Available data →
Content starts

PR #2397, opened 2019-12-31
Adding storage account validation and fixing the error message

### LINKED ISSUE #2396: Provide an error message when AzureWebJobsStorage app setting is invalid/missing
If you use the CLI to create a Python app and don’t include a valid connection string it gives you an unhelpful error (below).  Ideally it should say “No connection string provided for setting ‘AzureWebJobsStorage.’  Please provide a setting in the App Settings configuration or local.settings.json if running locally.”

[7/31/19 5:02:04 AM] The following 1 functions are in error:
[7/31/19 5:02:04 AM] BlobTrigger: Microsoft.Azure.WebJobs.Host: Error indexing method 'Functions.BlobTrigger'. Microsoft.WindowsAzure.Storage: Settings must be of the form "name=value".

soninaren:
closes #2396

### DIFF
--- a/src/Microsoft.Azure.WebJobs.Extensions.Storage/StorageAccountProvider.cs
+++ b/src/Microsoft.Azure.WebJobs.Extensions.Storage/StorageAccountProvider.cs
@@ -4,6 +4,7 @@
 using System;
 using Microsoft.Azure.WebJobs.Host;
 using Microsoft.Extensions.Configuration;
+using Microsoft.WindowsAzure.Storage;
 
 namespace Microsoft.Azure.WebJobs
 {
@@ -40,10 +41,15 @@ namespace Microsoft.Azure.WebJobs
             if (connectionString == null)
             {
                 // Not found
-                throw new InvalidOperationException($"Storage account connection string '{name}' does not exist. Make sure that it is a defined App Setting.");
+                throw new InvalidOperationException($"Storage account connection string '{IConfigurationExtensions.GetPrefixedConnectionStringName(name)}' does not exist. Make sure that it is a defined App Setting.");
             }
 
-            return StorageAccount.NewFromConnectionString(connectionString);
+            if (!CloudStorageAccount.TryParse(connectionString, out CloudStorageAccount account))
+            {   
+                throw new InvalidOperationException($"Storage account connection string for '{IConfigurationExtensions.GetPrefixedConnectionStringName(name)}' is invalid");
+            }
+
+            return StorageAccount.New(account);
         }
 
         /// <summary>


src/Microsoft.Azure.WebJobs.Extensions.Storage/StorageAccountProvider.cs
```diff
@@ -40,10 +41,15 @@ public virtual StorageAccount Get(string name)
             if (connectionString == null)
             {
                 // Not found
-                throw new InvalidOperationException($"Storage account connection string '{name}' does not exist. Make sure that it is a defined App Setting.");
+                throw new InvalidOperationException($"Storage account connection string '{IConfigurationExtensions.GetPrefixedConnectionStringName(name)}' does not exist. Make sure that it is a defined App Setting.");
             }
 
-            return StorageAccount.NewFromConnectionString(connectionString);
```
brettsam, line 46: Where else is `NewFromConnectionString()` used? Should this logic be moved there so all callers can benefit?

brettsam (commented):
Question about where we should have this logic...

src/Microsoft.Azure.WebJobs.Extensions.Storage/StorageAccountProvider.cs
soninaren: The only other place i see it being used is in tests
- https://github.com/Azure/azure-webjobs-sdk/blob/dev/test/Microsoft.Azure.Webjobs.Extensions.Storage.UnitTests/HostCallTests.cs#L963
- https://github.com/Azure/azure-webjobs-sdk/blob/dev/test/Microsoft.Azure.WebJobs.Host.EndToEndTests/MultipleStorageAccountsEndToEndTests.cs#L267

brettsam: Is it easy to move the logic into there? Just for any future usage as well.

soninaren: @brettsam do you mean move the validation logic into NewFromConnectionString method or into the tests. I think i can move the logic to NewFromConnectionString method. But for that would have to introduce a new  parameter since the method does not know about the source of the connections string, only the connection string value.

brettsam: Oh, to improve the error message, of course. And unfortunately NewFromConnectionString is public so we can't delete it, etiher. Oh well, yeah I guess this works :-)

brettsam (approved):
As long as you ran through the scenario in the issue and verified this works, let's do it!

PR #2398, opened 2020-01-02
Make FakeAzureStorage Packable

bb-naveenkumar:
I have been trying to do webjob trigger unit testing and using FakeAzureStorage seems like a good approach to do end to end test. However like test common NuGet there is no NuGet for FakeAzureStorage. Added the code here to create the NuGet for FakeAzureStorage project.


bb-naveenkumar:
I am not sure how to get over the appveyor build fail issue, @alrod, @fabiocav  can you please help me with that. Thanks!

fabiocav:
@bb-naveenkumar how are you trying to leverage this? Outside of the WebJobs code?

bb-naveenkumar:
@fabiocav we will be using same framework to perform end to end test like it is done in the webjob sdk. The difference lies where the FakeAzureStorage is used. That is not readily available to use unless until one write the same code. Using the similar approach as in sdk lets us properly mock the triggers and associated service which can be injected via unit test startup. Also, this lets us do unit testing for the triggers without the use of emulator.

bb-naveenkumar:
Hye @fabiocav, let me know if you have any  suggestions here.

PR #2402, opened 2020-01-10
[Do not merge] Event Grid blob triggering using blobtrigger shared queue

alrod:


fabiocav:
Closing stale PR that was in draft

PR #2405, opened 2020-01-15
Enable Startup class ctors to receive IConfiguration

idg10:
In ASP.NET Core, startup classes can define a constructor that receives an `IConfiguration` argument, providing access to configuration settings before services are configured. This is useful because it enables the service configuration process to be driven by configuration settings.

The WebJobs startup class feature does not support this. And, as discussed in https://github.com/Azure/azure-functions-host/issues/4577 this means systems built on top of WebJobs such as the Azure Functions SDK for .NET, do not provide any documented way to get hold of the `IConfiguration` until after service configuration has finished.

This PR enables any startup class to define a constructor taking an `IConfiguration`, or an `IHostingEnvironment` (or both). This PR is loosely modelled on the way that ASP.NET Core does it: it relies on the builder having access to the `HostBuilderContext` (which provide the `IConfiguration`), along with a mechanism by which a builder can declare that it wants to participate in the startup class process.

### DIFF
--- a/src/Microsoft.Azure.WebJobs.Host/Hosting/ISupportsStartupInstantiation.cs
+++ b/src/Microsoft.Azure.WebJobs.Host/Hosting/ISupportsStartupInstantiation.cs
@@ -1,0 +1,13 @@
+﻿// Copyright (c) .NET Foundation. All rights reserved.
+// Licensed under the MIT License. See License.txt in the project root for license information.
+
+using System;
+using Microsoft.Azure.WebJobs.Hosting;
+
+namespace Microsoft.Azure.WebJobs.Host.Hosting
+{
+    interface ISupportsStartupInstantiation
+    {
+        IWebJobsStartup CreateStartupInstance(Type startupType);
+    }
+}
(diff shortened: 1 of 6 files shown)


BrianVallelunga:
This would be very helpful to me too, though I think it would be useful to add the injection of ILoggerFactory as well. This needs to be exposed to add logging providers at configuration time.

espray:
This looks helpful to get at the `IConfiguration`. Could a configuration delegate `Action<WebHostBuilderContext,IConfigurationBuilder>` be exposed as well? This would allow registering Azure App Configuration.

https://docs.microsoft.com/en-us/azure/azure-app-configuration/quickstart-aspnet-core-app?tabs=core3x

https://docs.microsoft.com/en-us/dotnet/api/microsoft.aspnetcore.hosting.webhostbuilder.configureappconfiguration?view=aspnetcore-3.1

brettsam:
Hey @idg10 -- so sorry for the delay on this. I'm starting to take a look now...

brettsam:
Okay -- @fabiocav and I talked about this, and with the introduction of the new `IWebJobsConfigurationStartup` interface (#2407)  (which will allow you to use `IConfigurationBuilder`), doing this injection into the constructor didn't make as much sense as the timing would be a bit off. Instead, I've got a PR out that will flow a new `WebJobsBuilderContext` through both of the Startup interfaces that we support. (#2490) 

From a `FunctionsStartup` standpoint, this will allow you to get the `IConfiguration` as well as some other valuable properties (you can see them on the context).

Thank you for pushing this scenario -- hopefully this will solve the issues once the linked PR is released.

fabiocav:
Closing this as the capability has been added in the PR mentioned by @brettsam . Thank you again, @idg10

Content ends

Restate, word for word and with nothing added, the lines from the first line of the listing through the one where "### LINKED ISSUE" stands.

PR #2397, opened 2019-12-31
Adding storage account validation and fixing the error message

### LINKED ISSUE #2396: Provide an error message when AzureWebJobsStorage app setting is invalid/missing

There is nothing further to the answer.